This past New Year’s Eve, my fiancee and I visited Vienna, a city famous for music that has special significance for us, since we met at a Viennese waltz lesson in, of all places, the French Embassy here in Washington. We’ve been to Vienna several times where we attended several different formal balls, held inside the beautifully ornate Hofburg Palace or Rathaus (City Hall). With a full orchestra playing Strauss waltzes, and a few thousand guests, these events have a magical quality unlike anywhere else. This time we came across the Museum of Natural History in Vienna.

The museum opened in 1889 and has about 30 million items, including the fascinating Venus of Willendorf, a tiny, exaggerated stone carving more than 25,000 years old — one of the oldest representations of the human form ever found. Among other items, the Museum of Natural History has, by its own claim, “the world’s largest and oldest meteorite collection on display,” with nearly 1,100 items. The collection was started in 1778 and, following renovations, the meteorite hall recently reopened on Nov. 13, just a month or so before we arrived.

The undisputed star of the collection is “a spectacular new addition” — the Tissint meteorite, or, more particularly, one of the largest intact fragments of the Tissint meteorite, weighing just under a kilogram. Tissint is from Mars.

The Tissint meteorite, named for a nearby village closest to the impact site in Morocco, was observed to fall at 2 a.m. on July 18, 2011. Tissint is only the fifth martian meteorite to have been witnessed, the last in 1962 in Nigeria. Through an involved set of transactions, it arrived at the Museum of Natural History in 2012. On June 26, 2012, the Austrian Times reported that the museum spent nearly “half a million to acquire a rare Martian meteorite from a private collector.”

There was a line of visitors at the main entrance to the museum when we visited one Saturday afternoon. There was another line of people in front of a small glass case in one corner of the meteorite hall containing no less than six martian meteorites, including the largest one — Tissint. The subtlety was stunning.

Unless one was focused on the shiny black fusion crust and internal sparkly features, formed by the collision that ejected the sample from the martian surface 700,000 years ago, one might find this small rock unremarkable. It’s about the size of a baseball and otherwise dull gray where the crust is broken. But black glass inside the rock was formed when surrounding rock and minerals melted during a high shock event. The black glass contains elements not found in surrounding rock, including an isotope of nitrogen, a signature characteristic of the martian atmosphere. We know this from measurements made on the martian surface by robotic landers.
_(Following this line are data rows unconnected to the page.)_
PR #3801, opened 2024-12-17
[v3] Skip flattening if properties would clash

### LINKED ISSUE #3195: Skip flattening if properties would clash
Draft PR: https://github.com/pulumi/pulumi-azure-native/pull/3016

Skip the flattening of nested properties indicated by [x-ms-client-flatten](https://github.com/Azure/autorest/blob/main/docs/extensions/readme.md#x-ms-client-flatten) if it would lead to overwriting a property, creating incorrect schema and SDKs. This case happens when inner and outer property have the same name, for a report on all occurrences see #3013.

This change is breaking and could therefore only be applied to v3 of the provider. The purpose of the PR is mainly to illustrate the SDK changes that would result.

Note: remember to remove exception added in #3007.

thomas11:
Skip the flattening of nested properties indicated by [x-ms-client-flatten](https://github.com/Azure/autorest/blob/main/docs/extensions/readme.md#x-ms-client-flatten) if it would lead to overwriting a property, creating incorrect schema and SDKs. This case happens when inner and outer property have the same name. For a report on all occurrences see #3013.

This change is breaking and could therefore only be applied to v3 of the provider. 

Resolves #3195

### DIFF
--- a/provider/pkg/gen/properties.go
+++ b/provider/pkg/gen/properties.go
@@ -42,6 +42,17 @@ type propertyBag struct {
 	requiredContainers RequiredContainers
 }
 
+// propertyIntersection returns the property names that are present in both bags.
+func (p *propertyBag) propertyIntersection(other *propertyBag) []string {
+	result := []string{}
+	for propName := range p.properties {
+		if _, ok := other.properties[propName]; ok {
+			result = append(result, propName)
+		}
+	}
+	return result
+}
+
 type RequiredContainers [][]string
 
 // genPropertiesVariant is a set of flags that control the behavior of property generation
@@ -121,7 +132,7 @@ func (m *moduleGenerator) genProperties(resolvedSchema *openapi.Schema, variants
 			flatten = false
 		}
 
-		// Prevent a property collision due to flatterning. From v3, we detect and avoid this case automatically.
+		// Prevent a property collision due to flattening. From v3, we detect and avoid this case automatically.
 		if version.GetVersion().Major < 3 {
 			if m.resourceName == "DefenderForStorage" && (name == "malwareScanning" || name == "sensitiveDataDiscovery") {
 				flatten = false
@@ -135,7 +146,7 @@ func (m *moduleGenerator) genProperties(resolvedSchema *openapi.Schema, variants
 
 				// Check that none of the inner properties already exists on the outer type. This
 				// causes a conflict when flattening, and will be handled in v3.
-				for _, propName := range propertyUnion(result, bag) {
+				for _, propName := range result.propertyIntersection(bag) {
 					m.flattenedPropertyConflicts[fmt.Sprintf("%s.%s", name, propName)] = struct{}{}
 				}
 
@@ -170,7 +181,7 @@ func (m *moduleGenerator) genProperties(resolvedSchema *openapi.Schema, variants
 				}
 
 				// Check that none of the inner properties already exists on the outer type.
-				conflictingProperties := propertyUnion(result, bag)
+				conflictingProperties := result.propertyIntersection(bag)
 				if len(conflictingProperties) == 0 {
 					// Adjust every property to mark them as flattened.
 					newProperties := map[string]resources.AzureAPIProperty{}
@@ -300,17 +311,6 @@ func (m *moduleGenerator) genProperties(resolvedSchema *openapi.Schema, variants
 	}
 
 	return result, nil
-}
-
-// propertyUnion returns the property names that are present in both bags.
-func propertyUnion(outerBag, innerBag *propertyBag) []string {
-	result := []string{}
-	for propName := range innerBag.properties {
-		if _, ok := outerBag.properties[propName]; ok {
-			result = append(result, propName)
-		}
-	}
-	return result
 }
 
 func (m *moduleGenerator) genProperty(name string, schema *spec.Schema, context *openapi.ReferenceContext, resolvedProperty *openapi.Schema, variants genPropertiesVariant) (*pschema.PropertySpec, *resources.AzureAPIProperty, error) {
--- a/provider/pkg/gen/properties_test.go
+++ b/provider/pkg/gen/properties_test.go
@@ -197,26 +197,26 @@ func TestNonObjectInvokeResponses(t *testing.T) {
 
 func TestPropertyUnion(t *testing.T) {
 	t.Run("no conflict", func(t *testing.T) {
-		outer := map[string]resources.AzureAPIProperty{
+		outer := propertyBag{properties: map[string]resources.AzureAPIProperty{
 			"foo": {},
-		}
-		inner := map[string]resources.AzureAPIProperty{
+		}}
+		inner := propertyBag{properties: map[string]resources.AzureAPIProperty{
 			"bar":  {},
 			"foo2": {},
-		}
-		assert.Empty(t, propertyUnion(&propertyBag{properties: outer}, &propertyBag{properties: inner}))
+		}}
+		assert.Empty(t, outer.propertyIntersection(&inner))
 	})
 
 	t.Run("conflict", func(t *testing.T) {
-		outer := map[string]resources.AzureAPIProperty{
+		outer := propertyBag{properties: map[string]resources.AzureAPIProperty{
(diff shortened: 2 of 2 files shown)


provider/pkg/gen/properties.go
```diff
@@ -260,6 +260,17 @@ func (m *moduleGenerator) genProperties(resolvedSchema *openapi.Schema, variants
...
 
+func (m *moduleGenerator) hasConflictingPropertiesForFlattening(outerBag, innerBag *propertyBag, propertyName string, providerVersion semver.Version) bool {
+	hasConflict := false
+	for propName := range innerBag.properties {
+		if _, ok := outerBag.properties[propName]; ok {
+			m.flattenedPropertyConflicts[fmt.Sprintf("%s.%s", propertyName, propName)] = struct{}{}
+			hasConflict = true
+		}
+	}
+	return hasConflict && providerVersion.Major >= 3
```
mikhailshilkov, line 271: I would move the version check outside this function, it's somewhat confusing that the function result depends on the version. If possible, I would have a single `if version.GetVersion().Major < 3` where you already have it, and branch the logic entirely from that point on. Then add a TODO and open an issue to remove one branch once 3.0 lands. This feels cleaner than surgery to take it out from multiple places.

mikhailshilkov (commented):
Is there a way to see the effects in 3.0?

thomas11:
> Is there a way to see the effects in 3.0?

There _should_ be, by combining this change and the v3 branch and running schemagen, but at the moment that fails for unrelated reasons.

provider/pkg/gen/properties.go
thomas11: I agree, it's a bit weird. A complicating factor is that we want the report - the write to `m.flattenedPropertyConflicts` - in both cases. I'll look into refactoring this.

mikhailshilkov: I'd personally prefer code duplication (short lived until 3.0) over more complex logic, if that's possible.

provider/pkg/gen/properties.go
```diff
@@ -100,20 +102,22 @@ func (m *moduleGenerator) genProperties(resolvedSchema *openapi.Schema, variants
...
+		flatten, ok := property.Extensions.GetBool(extensionClientFlatten)
 		isDict := resolvedProperty.AdditionalProperties != nil
 
 		// TODO: Remove when https://github.com/Azure/azure-rest-api-specs/pull/14550 is rolled back
 		workaroundDelegatedNetworkBreakingChange := property.Ref.String() == "#/definitions/OrchestratorResourceProperties" ||
 			property.Ref.String() == "#/definitions/DelegatedSubnetProperties" ||
 			property.Ref.String() == "#/definitions/DelegatedControllerProperties"
 
-		// TODO: can be removed when https://github.com/pulumi/pulumi-azure-native/pull/3016 is merged
-		if m.resourceName == "DefenderForStorage" && (name == "malwareScanning" || name == "sensitiveDataDiscovery") {
```
t0yv0, line 116: 🤯

provider/pkg/gen/properties.go
```diff
@@ -128,36 +132,32 @@ func (m *moduleGenerator) genProperties(resolvedSchema *openapi.Schema, variants
...
 			}
 
-			// Check that none of the inner properties already exists on the outer type. This
-			// causes a conflict when flattening, and will probably need to be handled in v3.
-			for propName := range bag.properties {
-				if _, has := result.properties[propName]; has {
-					m.flattenedPropertyConflicts[fmt.Sprintf("%s.%s", name, propName)] = struct{}{}
+			// Check that none of the inner properties already exists on the outer type.
+			hasConflict := m.hasConflictingPropertiesForFlattening(result, bag, name, version.GetVersion())
+			if !hasConflict {
```
t0yv0, line 137: Is this the same as

```
if hasConflict {
   continue
}
```


But maybe this form would have a smaller textual diff?  Or is some code changing besides just going under `if`?

provider/pkg/gen/properties_test.go
```diff
@@ -194,3 +195,56 @@ func TestNonObjectInvokeResponses(t *testing.T) {
 		assert.NotContains(t, props.properties, resources.SingleValueProperty)
 	})
 }
+
+func TestHasConflictingPropertiesForFlattening(t *testing.T) {
```
t0yv0, line 199: This is great for the simple helper function but is there a way to see how this change in behavior plays out at a higher level? Or it's not worth it?

t0yv0 (approved):

t0yv0:
codecov actually indicates a few lines that might be interesting to check out, but I live up to you to decide what's worth it.

provider/pkg/gen/properties_test.go
thomas11: The problem is that the method we're in here is enormous and does many things and has many dependencies and side effects. It would be great to disentangle it but it's out of scope for now.

provider/pkg/gen/properties.go
thomas11: Welcome to our world :) This is just a sliver of the [customizations](https://github.com/pulumi/pulumi-azure-native/blob/master/playbooks/customizing-resources.md) we're doing.

provider/pkg/gen/properties_test.go
t0yv0: Yea my thought exactly. I'm a small method person myself if I can afford it.

provider/pkg/gen/properties.go
```diff
@@ -100,64 +101,105 @@ func (m *moduleGenerator) genProperties(resolvedSchema *openapi.Schema, variants
...
 		// It's ok if a new API version is fixed, this is a no-op then.
 		if m.resourceName == "CIAMTenant" && name == "tier" && strings.HasPrefix(m.module, "azureactivedirectory") {
 			flatten = false
 		}
 
-		if (ok && flatten && !isDict) || workaroundDelegatedNetworkBreakingChange {
-			bag, err := m.genProperties(resolvedProperty, variants.noResponse())
-			if err != nil {
-				return nil, err
+		// Prevent a property collision due to flatterning. From v3, we detect and avoid this case automatically.
```
EronWright, line 124:
```suggestion
		// Prevent a property collision due to flattening. From v3, we detect and avoid this case automatically.
```

EronWright (commented):
Seems like some v2 code is moving around but isn't really changing much?  I wonder if the change could be done without re-organizing the v2 code. Like, don't change the indentation, and use a goto instead.

thomas11:
> Seems like some v2 code is moving around but isn't really changing much? I wonder if the change could be done without re-organizing the v2 code. Like, don't change the indentation, and use a goto instead.

I don't see how the v2 code was re-organized. I mostly added a new case for v3. The additional branching adds a level of indentation but other than that, the v2 case is mostly preserved. See also the [discussion here](https://github.com/pulumi/pulumi-azure-native/pull/3801#discussion_r1890088899).

The method as a whole is badly structured and way too long, but a proper refactoring was beyond the scope of this PR.

danielrbradley (commented):
I'm also struggling to parse the diff. I also wonder if a first refactor commit to pull out a function could make the actual change more clear and remove the need for the extra level of nesting.

provider/pkg/gen/properties.go
```diff
@@ -260,6 +302,17 @@ func (m *moduleGenerator) genProperties(resolvedSchema *openapi.Schema, variants
 	return result, nil
 }
 
+// propertyUnion returns the property names that are present in both bags.
+func propertyUnion(outerBag, innerBag *propertyBag) []string {
```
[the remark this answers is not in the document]
thomas11: ah, good catch :)

thomas11:
> I'm also struggling to parse the diff. I also wonder if a first refactor commit to pull out a function could make the actual change more clear and remove the need for the extra level of nesting.

I don't think this is a good investment of time. The code is quite convoluted and half of it (v2) will be removed soon anyways. It's more important here that there is a single code block to remove post v3 for simple cleanup, as Mikhail also pointed out above.

thomas11:
Superseded by #3839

At the Museum of Natural History, people were lined up to take pictures of Tissint and read the materials explaining its significance. For a long time, flashes were going off every few seconds. Not only that, the museum gift shop was selling tiny pieces of the meteorite, and they weren’t cheap. This was a non-human rock star of the most famous kind.

What explains this incongruity in the dead of winter, in a city famous for music and culture, and why would this museum spend a small fortune to create this exhibit? The answer says a lot about our space program and a lot about our choice for exploration.

The answer is Tissint is culture. It’s not just science.

The public is fascinated with Mars. The museum knew this would be a huge draw, and it is. And this view is not unique to Vienna, it’s worldwide. On Oct. 14 in New York, when the two largest pieces of Tissint were sold at auction, the largest piece, weighing about 1.2 kilograms, was obtained by the Natural History Museum of London, which has more than 1,900 meteorites in its collection.

As with the Museum of Natural History in Vienna, the acquisition was made possible through support from an anonymous private donor, who said, “Man may not set foot on Mars in the near future, but Mars has come to us.” As explained in the journal Science, a fluid, probably water, weathered the original rock that later became Tissint.

The implications of ancient water on Mars, and potential habitability, are not lost on the public. The public wants to know more about life — life on Mars, life on Earth, and the potential for life elsewhere. It’s why we went to the museum. As the Curiosity Mars rover examines surface clues in situ, and small visitors from Mars land fortuitously here on Earth, the public supports these investigations in a big way.

As our space program decides upon exploration goals, both for robots and humans, it should look for reference to those things the public wants to support. A space program based fundamentally on public interest and public support is the most logical and sustainable. More than 700 meteorites have been found in Morocco, but only one put Tissint on the map. The obvious choice for near-term exploration is Mars. Let’s get going.

 

David S. Schuman lives in Greenbelt, Md. The views expressed herein are solely those of the author and do not necessarily reflect those of his employer or any other organization.